While the invention has been particularly shown and described with reference to a preferred embodiment, it will be understood by those skilled in the art that various changes in form and detail may be made therein without departing from the spirit and scope of the invention as defined by the appended claims.

Claims

1. A pedestrian re-identification method is characterized by comprising the following steps:

the realization process of the model comprises the following steps:

s21: extracting multi-channel characteristics of each image in the image data set;

s22: extracting local features of each image of the image dataset;

s23: merging the multi-channel features and the local features into global features, and constructing the global features of all images in the image data set into a feature library of the image data set;

s24: extracting high-level semantic features of a pedestrian image to be inquired;

2. The pedestrian re-identification method according to claim 1, characterized in that: the process of extracting the multichannel features in step S21 includes the following steps:

s213: inputting the feature map into the average pooling layer to obtain a second feature vector;

3. The pedestrian re-identification method according to claim 1, characterized in that: the process of extracting the local features in step S22 includes the steps of:

s221: uniformly cutting each image into a plurality of sub-images;

s222: inputting the subgraphs into a basic convolutional neural network to obtain a feature graph of each subgraph;

4. The pedestrian re-recognition method according to claim 1, characterized in that: the extraction process of the high-level semantic features in the step S24 comprises the following steps:

5. The pedestrian re-identification method according to claim 1, characterized in that: the 5-dimensional in step S241 includes two coordinates and three primary colors in a coordinate system.

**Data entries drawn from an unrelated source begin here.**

PR #364, opened 2016-12-30
moved some system files away from userdata/etc

kaikreuzer:


BClark09:
Just making sure, would you expect custom.properties, system.properties and org.ops4j.pax.web.cfg, to be changed by the user at any point? If not, you may want to add them to the list of files to be excluded and included later just as in PR #364.

kaikreuzer:
> you may want to add them to the list of files to be excluded 

@BClark09 What list do you mean exactly?
No, I consider many more files in userdata/etc as system files that should not be touched by the user - the ones you mention are such cases. Unfortunately, Karaf expects them in the etc folder and there is no easy way to move them out. I am still experimenting with some solutions for this.

This PR here just does some simple changes that work well, so I wanted to get that out asap, while working on the rest.

BClark09:
Sorry I was speaking about the list of configuration files for the Debian packages. If anything has happened to the three files I mentioned above it might prompt the user to keep the existing files on the upgrade. I think it should be fine to merge and make a new PR that does what I did in #364 for `custom.properties`, `system.properties` and `org.ops4j.pax.web.cfg`

kaikreuzer:
The files I moved are now in runtime and not userdata anymore, so they will anyhow be completely overwritten (and should never be touched by a user). As mentioned in https://github.com/openhab/openhab-distro/issues/299#issuecomment-268253707, we should get towards a solution that is not Debian specific, so my goal is to really strictly separate system from user files.

PR #367, opened 2017-01-02
Recreate /var/lib/openhab2/tmp on upgrade

### LINKED ISSUE #366: /var/lib/openhab2/tmp folder is missing when doing an apt install/upgrade
The openHAB distro contains the folder userdata/tmp, which contains a file README.
This seems to be lacking when doing the install through apt, see [these reports](https://community.openhab.org/t/oh2-not-starting-upgrade-20170101125906/19239), which causes Karaf to not start correctly.

BClark09:
the removeCache function removes the tmp folder on each upgrade, but for some reason openhab is unable to create the folder again on install.

Workaround: Run a simple script to make the directory and set the appropriate owner before running openhab.

Fixes #366 

### DIFF
--- a/distributions/distribution-resources/src/main/resources/deb/control-runtime/postinst
+++ b/distributions/distribution-resources/src/main/resources/deb/control-runtime/postinst
@@ -1,5 +1,7 @@
 #!/bin/sh
 
+UD_TMP=/var/lib/openhab2/tmp
+
 set -e
 if [ x"${OH_DOCKER_INSTALLATION}" != x ]; then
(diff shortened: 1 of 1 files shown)


kaikreuzer:
> but for some reason openhab is unable to create the folder again on install.

Ah, I missed that. Yes, clearly, our upgrade strategy is to "delete the tmp" folder. So I assume the upgrade just did that and did not even try to recreate it afterwards again, right? So the new correct strategy would be to "delete the content of the tmp folder or recreate it from the package".

Thanks for your PR!

PR #384, opened 2017-01-15
Switch karaf remote console key to PEM format

ThomDietrich:
In case https://github.com/openhab/openhab-linuxpkg/issues/15 gets implemented at a later point, this change would be needed. As the karaf key of users gets changed, triggered by this PR, I want to propose this for 2.0 RC/GA. The key format switch doesn't seem to change any behavior as we know it.

Signed-off-by: Thomas Dietrich <thomas.dietrich@tu-ilmenau.de> (github: ThomDietrich)


kaikreuzer:
Sorry, saw this too late for RC, but fine for GA.

ThomDietrich:
That's still okay. ;) Thanks

PR #386, opened 2017-01-16
Renaming org.apache.karaf.jaas.cfg

### LINKED ISSUE #385: " org.apache.karaf.jaas.cfg" has space at front of filename
This caught me off guard when trying to change the conf files. Is this supposed to be like this?

BClark09:
github is being a bit weird about the space diff, hopefully this fixes the issue.

Fixes #385 


BClark09:
AFAIK, the previous PR had no actual effect on this distro. So you may want to test the change with the correct filename.

PR #387, opened 2017-01-16
improved demo configuration

kaikreuzer:
- fixed broken icons
- fixed broken video widget
- fixed rules to not throw any exceptions anymore
- added rules for radio and volume control
- added tags to items
- added homekit and hueemulation add-ons
- added HABPanel demo configuration


ThomDietrich:
Would comments in the rules be wise?

Please change "// vim: syntax=Xtend syntax=openhab" to "// vim: syntax=Xtend" in all files. GitHub changed it's way how to evaluate this line and while this "hack" worked before, it's now broken. Sorry I didn't report that yet. (If you are now thinking about the vim addon, I'll take care of that differently.)

ThomDietrich:
@DocFraggle any items or rules you want to include here to be applicable in your tutorial (or the other ay around)??

DocFraggle:
@ThomDietrich we could add the network and zwave binding, of course only if that isn't too much. If we do, we could also add the items and rules from my tutorial

kaikreuzer:
> Would comments in the rules be wise?

Feel free to add some. I think at least the ones I added are pretty straight forward as they are.

> Please change "// vim: syntax=Xtend syntax=openhab" to "// vim: syntax=Xtend" in all files

Done.

> we could add the network and zwave binding, of course only if that isn't too much.

You mean here in the demo package? No, I wouldn't do that. Z-Wave is very complex and requires specific hardware setup and network is very specific. Note that the demo package is mainly about showing how the DSL files are constructed. I only added a few additional bindings of stuff that people might have floating around in their networks already, so that there is a nice "oh, it has found that" effect.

6. The pedestrian re-identification method according to claim 1, characterized in that: the loss function employed by the model training process includes triplet losses and cross entropy losses.

7. A pedestrian re-identification terminal device is characterized in that: comprising a processor, a memory and a computer program stored in said memory and running on said processor, said processor implementing the steps of the method according to any one of claims 1 to 6 when executing said computer program.

8. A computer-readable storage medium storing a computer program, characterized in that: the computer program realizing the steps of the method as claimed in any one of claims 1 to 6 when executed by a processor.